Performance benchmarks
type | total_wf_time | total_job_time | total_step_time | workflow_name | workflow_file | commit ID | workflow_run_number |
---|---|---|---|---|---|---|---|
serial | 2m 8s | 1m 57s | 1m 26s | Project Metrics Workflow |
wf.yml |
5294192eb66667f978ad335a9cfd9278e90ff196 | 318 |
parallel | 2m 3s | 1m 26s | 51s (25s of get_gh_repo_names job plus 26s for longest downstream processing job, update_repos (AACT-Analysis) ) |
Matrix strategy - Update GH repos |
matrix_update_gh_repos.yml |
5294192eb66667f978ad335a9cfd9278e90ff196 | 3 |
threading | 1m 16s | 1m 6s | 33s | Threading - Update GH repos |
threading_update_gh_repos.yml |
5294192eb66667f978ad335a9cfd9278e90ff196 | 2 |
Notes
The main job to compare, update_repos
:
GitHub Actions matrix strategy with workflow matrix_update_gh_repos.yml
:
one API requests per repo, very inefficient, but ~2 seconds per repo processing on average.
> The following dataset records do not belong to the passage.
PR #4564, opened 2024-11-14
[WIP] chore(shared): Update signature of `useReverification` for error handling configuration

panteliselef:
## Checklist

## Type of change

- [ ] 🐛 Bug fix
- [ ] 🌟 New feature
- [ ] 🔨 Breaking change
- [ ] other:

### DIFF
--- a/packages/shared/src/react/hooks/useReverification.ts
+++ b/packages/shared/src/react/hooks/useReverification.ts
@@ -2,7 +2,7 @@ import type { Clerk } from '@clerk/types';
 import { useMemo, useRef } from 'react';
 
 import { __experimental_isReverificationHint, __experimental_reverificationMismatch } from '../../authorization-errors';
-import { ClerkRuntimeError, isClerkAPIResponseError } from '../../error';
+import { ClerkRuntimeError, isClerkAPIResponseError, isClerkRuntimeError } from '../../error';
 import { createDeferredPromise } from '../../utils/createDeferredPromise';
 import { useClerk } from './useClerk';
 import { useSafeLayoutEffect } from './useSafeLayoutEffect';
@@ -28,14 +28,21 @@ async function resolveResult<T>(
     });
 }
 
+type ExcludeClerkError<T, P> = T extends { clerk_error: any } ? (P extends { throwOnCancel: true } ? never : null) : T;
+
 type UseReverificationOptions = {
-  onCancel?: (() => void) | 'throw';
+  onCancel?: () => void;
+  throwOnCancel?: boolean;
 };
 
 function createReverificationHandler(
   params: { onOpenModal: Clerk['__experimental_openUserVerification'] } & UseReverificationOptions,
 ) {
-  function assertReverification<Fetcher extends () => Promise<any>>(fetcher: Fetcher): Fetcher {
+  function assertReverification<Fetcher extends (...args: any[]) => Promise<any>>(
+    fetcher: Fetcher,
+  ): (
+    ...args: Parameters<Fetcher>
+  ) => Promise<ExcludeClerkError<Awaited<ReturnType<Fetcher>>, Parameters<Fetcher>[1]>> {
     return (async (...args) => {
       let result = await resolveResult(fetcher(...args));
 
@@ -68,12 +75,14 @@ function createReverificationHandler(
            */
           await resolvers.promise;
         } catch (e) {
-          if (params.onCancel === 'throw') {
+          if (params.onCancel) {
+            params.onCancel();
+          }
+
+          if (isClerkRuntimeError(e) && e.code === 'reverification_cancelled' && params.throwOnCancel) {
             throw e;
           }
-          params?.onCancel?.();
 
-          // Is this even right ?
           return null;
         }
 
@@ -90,10 +99,13 @@ function createReverificationHandler(
   return assertReverification;
 }
 
-function __experimental_useReverification<Fetcher extends () => Promise<any>>(
+function __experimental_useReverification<
+  Fetcher extends (...args: any[]) => Promise<any>,
+  O extends UseReverificationOptions,
+>(
   fetcher: Fetcher,
-  options?: UseReverificationOptions,
-): readonly [Fetcher] {
+  options?: O,
+): readonly [(...args: Parameters<Fetcher>) => Promise<ExcludeClerkError<Awaited<ReturnType<Fetcher>>, O>>] {
   const { __experimental_openUserVerification } = useClerk();
   const fetcherRef = useRef(fetcher);
   const optionsRef = useRef(options);
--- a/packages/shared/src/react/hooks/useReverification.ts
+++ b/packages/shared/src/react/hooks/useReverification.ts
@@ -28,7 +28,13 @@ async function resolveResult<T>(
     });
 }
 
-function createReverificationHandler(params: { onOpenModal: Clerk['__experimental_openUserVerification'] }) {
+type UseReverificationOptions = {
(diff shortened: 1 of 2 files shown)


packages/shared/src/react/hooks/useReverification.ts
```diff
@@ -74,16 +103,24 @@ function createReverificationHandler(params: { onOpenModal: Clerk['__experimenta
...
+  const optionsRef = useRef(options);
 
   const handleReverification = useMemo(() => {
     const handler = createReverificationHandler({
       onOpenModal: __experimental_openUserVerification,
+      ...options,
     })(fetcherRef.current);
     return [handler] as const;
-  }, [__experimental_openUserVerification, fetcherRef.current]);
+  }, [__experimental_openUserVerification, fetcherRef.current, optionsRef.current]);
```
BRKalow, line 123: I don't think it's necessary to put ref values in the dependency array, as they are mutable outside of the react lifecycle. When they change they wouldn't trigger a re-execution of the memoized value here.

packages/shared/src/react/hooks/useReverification.ts
```diff
@@ -74,16 +103,24 @@ function createReverificationHandler(params: { onOpenModal: Clerk['__experimenta
...
 }
 
-function __experimental_useReverification<Fetcher extends () => Promise<any>>(fetcher: Fetcher): readonly [Fetcher] {
+function __experimental_useReverification<
+  Fetcher extends (...args: any[]) => Promise<any>,
+  O extends UseReverificationOptions,
+>(
+  fetcher: Fetcher,
+  options?: O,
+): readonly [(...args: Parameters<Fetcher>) => Promise<ExcludeClerkError<Awaited<ReturnType<Fetcher>>, O>>] {
```
BRKalow, line 112: 👀  let's use more readable names:

```suggestion
  Options extends UseReverificationOptions,
>(
  fetcher: Fetcher,
  options?: Options,
): readonly [(...args: Parameters<Fetcher>) => Promise<ExcludeClerkError<Awaited<ReturnType<Fetcher>>, Options>>] {
```

packages/shared/src/react/hooks/useReverification.ts
```diff
@@ -28,8 +29,21 @@ async function resolveResult<T>(
...
-  function assertReverification<Fetcher extends () => Promise<any>>(fetcher: Fetcher): Fetcher {
+type ExcludeClerkError<T, P> = T extends { clerk_error: any } ? (P extends { throwOnCancel: true } ? never : null) : T;
+
+type UseReverificationOptions = {
+  onCancel?: () => void;
+  throwOnCancel?: boolean;
+};
+
+function createReverificationHandler(
+  params: { onOpenModal: Clerk['__experimental_openUserVerification'] } & UseReverificationOptions,
```
BRKalow, line 40: Can we include `onOpenModal` in the above options type?

packages/shared/src/react/hooks/useReverification.ts
```diff
@@ -74,16 +103,24 @@ function createReverificationHandler(params: { onOpenModal: Clerk['__experimenta
   return assertReverification;
 }
 
-function __experimental_useReverification<Fetcher extends () => Promise<any>>(fetcher: Fetcher): readonly [Fetcher] {
+function __experimental_useReverification<
```
BRKalow, line 106: Is this the public export? let's add a JSDoc comment if so.

packages/react/src/hooks/__tests__/useReverification.test.ts
BRKalow, line 1: Should these tests live in shared? We're only testing the exports from the shared package 👀

packages/shared/src/react/hooks/useReverification.ts
panteliselef: this should not be configurable from the developers, maybe if i rename to `openModal` is more clear. Basically we do `onOpenModal: __experimental_openUserVerification,` which is an internal concern.

packages/react/src/hooks/__tests__/useReverification.test.ts
panteliselef: i moved these to shared

packages/shared/src/react/hooks/useReverification.ts
```diff
@@ -68,26 +98,55 @@ function createReverificationHandler(params: { onOpenModal: Clerk['__experimenta
...
 
   const handleReverification = useMemo(() => {
     const handler = createReverificationHandler({
-      onOpenModal: __experimental_openUserVerification,
+      openUIComponent: __experimental_openUserVerification,
+      ...optionsRef.current,
     })(fetcherRef.current);
     return [handler] as const;
-  }, [__experimental_openUserVerification, fetcherRef.current]);
+  }, [__experimental_openUserVerification, fetcherRef.current, optionsRef.current]);
```
panteliselef, line 144: Adding the references in here, will not cause the `useMemo` to re-render explicitly, but if something else causes the Component that the hook is mounted on, this will use the new references if they changed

There is a large Parallel Execution Overhead due to process creation, context switching, and synchronization.
mainly useful if program is CPU bound, but in this case code is mostly IO bound.
Conclusion
The comparison (processing 32 public GitHub repos) shows threading as the most optimal strategy, and indicates that program execution is mostly IO bound.